United States Navy Patapsco-class gasoline tanker

USS Pinnebog (AOG–58) was a acquired by the U.S. Navy for the dangerous task of transporting gasoline to warships in the fleet, and to remote Navy stations.

Pinnebog was laid down, 29 December 1944, as a Maritime Commission type (T1-MT-M1) tanker hull, under a Maritime Commission contract, at Cargill, Inc., Savage, Minnesota. She was launched on 12 May 1945 and commissioned Pinnebog (AOG-58), 20 October 1945.

== Service as a U.S. Navy gasoline tanker ==
After serving with the U.S. Navy for 3½ years as a gasoline tanker, Pinnebog was placed out of commission in reserve 2 May 1949 in the Texas Group, Atlantic Reserve Fleet.
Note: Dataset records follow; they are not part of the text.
PR #5274, opened 2016-10-25
Cache the value of last unfinished job in the PropagateDerectory scheduleNextJob 

mrow4a:
This PR solves the problem discussed in this PR https://github.com/owncloud/client/pull/5269, implementing the solution of @ckamm which appears to work :

I did not run in any race condition and manualy tested most of the cases. Hope this will work out

@guruz @ogoffart

### DIFF
--- a/src/libsync/owncloudpropagator.cpp
+++ b/src/libsync/owncloudpropagator.cpp
@@ -606,9 +606,15 @@ bool PropagateDirectory::scheduleNextJob()
         return false;
     }
 
+    // cache the value of first unfinished subjob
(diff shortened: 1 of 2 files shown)


dragotin:
On a more general note: We're using `int` type as index here. If we have a *really* huge directory, couldn't we have more entries than MAX(int)? Not sure tough if QVector would survive that, or everything....

ogoffart:
Looks good (appart from the typo in the comment)

mrow4a:
Ok, done. Ready to merge if checks will pass.

PR #5277, opened 2016-10-26
Doc: Add sync algorithm overview and comments

ckamm:


doc/dev/sync-algorithm.md
```diff
@@ -0,0 +1,79 @@
...
+    - csync_update() uses csync_ftw() on the local and remote trees, one after the other.
+    - csync_ftw() iterates through the entities in a tree and calls csync_walker() for each.
+    - csync_walker() calls _csync_detect_update() on each.
+    - _csync_detect_update() compares the item to its db entry (if any) to detect new, changed or renamed files. This is the main function of this pass.
+
+
+
+### Reconcile
+
+The reconcile phase compares and adjusts the local and remote trees (in both directions), detecting conflicts.
```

Reactivated, she was assigned to MSTS in March 1952 and operated under contract with a civilian crew until July 1954, when she was again placed in reserve, berthed in Florida. She was transferred to the Maritime Administration 20 April 1956 and to MSTS 23 April 1956.

== Loaned to the U.S. Air Force ==
She was then operated by an MSTS civil service crew until September 1957, when she was loaned to the U.S. Air Force.

== Deactivation ==
Pinnebog was struck from the Naval Register (date unknown) and custody was transferred to the Maritime Commission, 15 December 1987. She was scrapped on 18 April 1988.